Saved data entries:

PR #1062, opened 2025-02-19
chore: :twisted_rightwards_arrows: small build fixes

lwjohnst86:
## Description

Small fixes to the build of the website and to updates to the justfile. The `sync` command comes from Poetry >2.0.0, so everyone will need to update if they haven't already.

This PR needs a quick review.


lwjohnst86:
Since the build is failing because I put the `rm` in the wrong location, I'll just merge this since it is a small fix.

§ TASK DIRECTIONS
Copy each line above that has the word "fixes".

§ ANSWER AREA
chore: :twisted_rightwards_arrows: small build fixes
Small fixes to the build of the website and to updates to the justfile. The `sync` command comes from Poetry >2.0.0, so everyone will need to update if they haven't already.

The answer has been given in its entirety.